Input material:

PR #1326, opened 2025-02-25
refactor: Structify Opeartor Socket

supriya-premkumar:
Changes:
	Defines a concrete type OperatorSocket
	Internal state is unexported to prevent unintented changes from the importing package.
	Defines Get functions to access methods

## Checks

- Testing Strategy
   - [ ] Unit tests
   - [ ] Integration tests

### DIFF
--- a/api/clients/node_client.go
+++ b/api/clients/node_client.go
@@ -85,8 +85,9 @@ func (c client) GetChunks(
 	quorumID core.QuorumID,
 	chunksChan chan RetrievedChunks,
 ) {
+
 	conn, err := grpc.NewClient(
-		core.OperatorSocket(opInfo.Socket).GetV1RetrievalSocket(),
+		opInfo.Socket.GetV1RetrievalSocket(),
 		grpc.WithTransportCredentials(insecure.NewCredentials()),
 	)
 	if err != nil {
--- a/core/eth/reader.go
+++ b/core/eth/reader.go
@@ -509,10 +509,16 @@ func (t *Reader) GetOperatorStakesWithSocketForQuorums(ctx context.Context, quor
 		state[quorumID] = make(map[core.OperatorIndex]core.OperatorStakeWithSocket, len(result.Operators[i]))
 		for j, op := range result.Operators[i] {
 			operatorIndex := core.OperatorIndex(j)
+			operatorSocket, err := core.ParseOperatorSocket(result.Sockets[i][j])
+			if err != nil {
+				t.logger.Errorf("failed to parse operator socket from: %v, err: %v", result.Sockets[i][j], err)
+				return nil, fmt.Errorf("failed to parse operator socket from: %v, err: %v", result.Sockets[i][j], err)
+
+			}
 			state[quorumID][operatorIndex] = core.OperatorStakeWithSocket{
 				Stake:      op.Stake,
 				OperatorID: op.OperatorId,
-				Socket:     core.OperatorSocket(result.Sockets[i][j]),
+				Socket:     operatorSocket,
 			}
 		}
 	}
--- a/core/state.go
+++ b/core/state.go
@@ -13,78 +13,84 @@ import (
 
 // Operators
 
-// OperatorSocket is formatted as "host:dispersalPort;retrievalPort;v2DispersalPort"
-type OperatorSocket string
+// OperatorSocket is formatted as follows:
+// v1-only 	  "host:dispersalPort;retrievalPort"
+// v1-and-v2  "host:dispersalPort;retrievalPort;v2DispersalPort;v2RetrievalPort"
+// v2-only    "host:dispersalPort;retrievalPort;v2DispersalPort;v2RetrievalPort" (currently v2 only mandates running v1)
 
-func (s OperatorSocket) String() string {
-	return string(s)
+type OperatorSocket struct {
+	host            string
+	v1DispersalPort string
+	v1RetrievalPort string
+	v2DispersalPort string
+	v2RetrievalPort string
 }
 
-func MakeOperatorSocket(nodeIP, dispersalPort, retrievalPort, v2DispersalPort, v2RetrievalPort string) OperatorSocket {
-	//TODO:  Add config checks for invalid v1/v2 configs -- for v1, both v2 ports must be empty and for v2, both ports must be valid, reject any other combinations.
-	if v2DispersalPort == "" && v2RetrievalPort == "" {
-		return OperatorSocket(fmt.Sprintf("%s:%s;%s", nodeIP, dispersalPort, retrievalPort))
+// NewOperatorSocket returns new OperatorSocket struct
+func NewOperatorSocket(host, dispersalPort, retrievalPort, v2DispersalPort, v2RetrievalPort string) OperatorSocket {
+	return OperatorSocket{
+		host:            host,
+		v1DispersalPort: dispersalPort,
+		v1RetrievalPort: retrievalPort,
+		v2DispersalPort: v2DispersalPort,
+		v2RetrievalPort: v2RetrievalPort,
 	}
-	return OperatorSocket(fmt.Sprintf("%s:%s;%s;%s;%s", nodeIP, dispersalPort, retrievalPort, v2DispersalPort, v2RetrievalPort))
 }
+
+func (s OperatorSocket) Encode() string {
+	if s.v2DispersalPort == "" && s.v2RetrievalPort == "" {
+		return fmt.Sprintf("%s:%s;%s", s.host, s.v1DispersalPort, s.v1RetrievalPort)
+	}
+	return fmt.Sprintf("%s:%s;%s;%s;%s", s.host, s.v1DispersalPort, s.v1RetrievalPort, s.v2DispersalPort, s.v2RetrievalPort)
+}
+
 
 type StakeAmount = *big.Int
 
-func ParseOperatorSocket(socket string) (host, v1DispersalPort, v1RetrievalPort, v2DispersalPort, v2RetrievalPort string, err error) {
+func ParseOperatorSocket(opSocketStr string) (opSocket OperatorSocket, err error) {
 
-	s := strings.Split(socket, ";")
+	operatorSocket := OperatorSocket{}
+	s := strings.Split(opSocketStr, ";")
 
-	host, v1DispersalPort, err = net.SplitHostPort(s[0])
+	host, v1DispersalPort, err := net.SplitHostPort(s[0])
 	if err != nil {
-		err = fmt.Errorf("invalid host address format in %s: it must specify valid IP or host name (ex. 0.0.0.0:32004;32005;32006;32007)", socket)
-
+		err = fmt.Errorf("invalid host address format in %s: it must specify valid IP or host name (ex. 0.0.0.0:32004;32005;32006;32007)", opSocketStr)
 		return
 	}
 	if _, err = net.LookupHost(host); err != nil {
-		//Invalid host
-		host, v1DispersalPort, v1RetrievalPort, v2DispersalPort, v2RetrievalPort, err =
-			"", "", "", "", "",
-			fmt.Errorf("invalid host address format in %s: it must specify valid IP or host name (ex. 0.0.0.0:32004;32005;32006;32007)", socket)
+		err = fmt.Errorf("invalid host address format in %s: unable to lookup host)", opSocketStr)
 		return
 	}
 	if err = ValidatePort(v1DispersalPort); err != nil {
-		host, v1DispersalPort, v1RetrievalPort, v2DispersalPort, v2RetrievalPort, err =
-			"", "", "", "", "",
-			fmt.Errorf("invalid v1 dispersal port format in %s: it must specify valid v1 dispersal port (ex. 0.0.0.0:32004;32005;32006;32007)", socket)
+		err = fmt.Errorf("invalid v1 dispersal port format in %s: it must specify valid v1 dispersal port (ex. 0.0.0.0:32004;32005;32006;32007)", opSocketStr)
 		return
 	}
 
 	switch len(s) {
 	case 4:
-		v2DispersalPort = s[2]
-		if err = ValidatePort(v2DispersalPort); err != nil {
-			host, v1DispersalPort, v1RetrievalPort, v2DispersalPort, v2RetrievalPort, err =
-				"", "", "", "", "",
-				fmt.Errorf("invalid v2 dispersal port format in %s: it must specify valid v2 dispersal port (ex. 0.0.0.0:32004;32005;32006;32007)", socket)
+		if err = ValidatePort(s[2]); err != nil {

Aim of the task: Look for the word "NewOperatorSocket". Copy out every line of the data that has it.

Finished task:
+// NewOperatorSocket returns new OperatorSocket struct
+func NewOperatorSocket(host, dispersalPort, retrievalPort, v2DispersalPort, v2RetrievalPort string) OperatorSocket {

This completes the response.